Data extracted from a collection
####################
PR #2885, opened 2026-08-03
Harden StatsO11y ring-buffer decoding

MrAlias:
## Summary

- reject nil and empty stats ring-buffer records before reading the event tag
- exercise all four stats event types with fixed wire-size and offset fixtures
- cover every truncation boundary, TCP I/O count bounds, cancellation, channel closure, and fuzz safety

## Testing

- go test -race ./pkg/internal/statsolly/stats
- 30-second FuzzParseStat run
- go vet ./pkg/internal/statsolly/stats
- linux/arm64 test-package cross-compile

### DIFF
--- a/pkg/internal/statsolly/stats/tracer_ringbuf.go
+++ b/pkg/internal/statsolly/stats/tracer_ringbuf.go
@@ -36,24 +36,14 @@ func NewRingBufTracer(statsMap *ciliumebpf.Map, cfg *config.EBPFTracer) *RingBuf
 	return &RingBufTracer{
 		statsMap: statsMap,
 		cfg:      cfg,
+		forward:  ebpfcommon.ForwardRingbuf(cfg, statsMap, parseStat, nil, rtlog(), nil),
 	}
 }
 
 func (m *RingBufTracer) TraceLoop(out *msg.Queue[[]*ebpf.Stat]) swarm.RunFunc {
-	forward := m.forward
-	if forward == nil {
-		forward = ebpfcommon.ForwardRingbuf(
-			m.cfg,
-			m.statsMap,
-			parseStat,
-			nil, // filter: no batch-level filtering
-			rtlog(),
-			nil, // metrics
-		)
-	}
 	return func(ctx context.Context) {
 		defer out.MarkCloseable()
-		forward(ctx, out)
+		m.forward(ctx, out)
 	}
 }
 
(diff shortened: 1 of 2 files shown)


pkg/internal/statsolly/stats/tracer_ringbuf.go
```diff
@@ -38,14 +40,17 @@ func NewRingBufTracer(statsMap *ciliumebpf.Map, cfg *config.EBPFTracer) *RingBuf
...
 func (m *RingBufTracer) TraceLoop(out *msg.Queue[[]*ebpf.Stat]) swarm.RunFunc {
-	forward := ebpfcommon.ForwardRingbuf(
-		m.cfg,
-		m.statsMap,
-		parseStat,
-		nil, // filter: no batch-level filtering
-		rtlog(),
-		nil, // metrics
-	)
+	forward := m.forward
```
pinoOgni: When reading this I saw the field, then the nil-check, and had to go hunting for who populates it and turns out it's only the test. What about doing something like:

```
func NewRingBufTracer(statsMap *ciliumebpf.Map, cfg *config.EBPFTracer) *RingBufTracer {
	return &RingBufTracer{
		statsMap: statsMap,
		cfg:      cfg,
		forward:  ebpfcommon.ForwardRingbuf(cfg, statsMap, parseStat, nil, rtlog(), nil),
	}
}

func (m *RingBufTracer) TraceLoop(out *msg.Queue[[]*ebpf.Stat]) swarm.RunFunc {
	return func(ctx context.Context) {
		defer out.MarkCloseable()
		m.forward(ctx, out)
	}
}
```

This removes the `forward == nil` check from `TraceLoop`, and any `RingBufTracer` built via the constructor is guaranteed a non-nil forward. The test can still override it via a struct literal, and the "nil means production path" convention goes away.  Also, `ForwardRingbuf` now built at constructor time instead of first `TraceLoop` call but I think it is ok.

WDYT?

pinoOgni (changes requested):
Nice catch!

pkg/internal/statsolly/stats/tracer_ringbuf.go
MrAlias: Initialized the forwarder in `NewRingBufTracer` and removed the nil fallback from `TraceLoop` in [4b37683](https://github.com/open-telemetry/opentelemetry-ebpf-instrumentation/pull/2885/commits/4b37683642bbd389b7cf5ef1f875ca06ce1119e8).

pinoOgni (approved):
####################
Exercise goal →
Whenever the string "rtlog" shows up in a line of the entries, copy that line.

Problem solution →
+		forward:  ebpfcommon.ForwardRingbuf(cfg, statsMap, parseStat, nil, rtlog(), nil),
-			rtlog(),
-		rtlog(),
		forward:  ebpfcommon.ForwardRingbuf(cfg, statsMap, parseStat, nil, rtlog(), nil),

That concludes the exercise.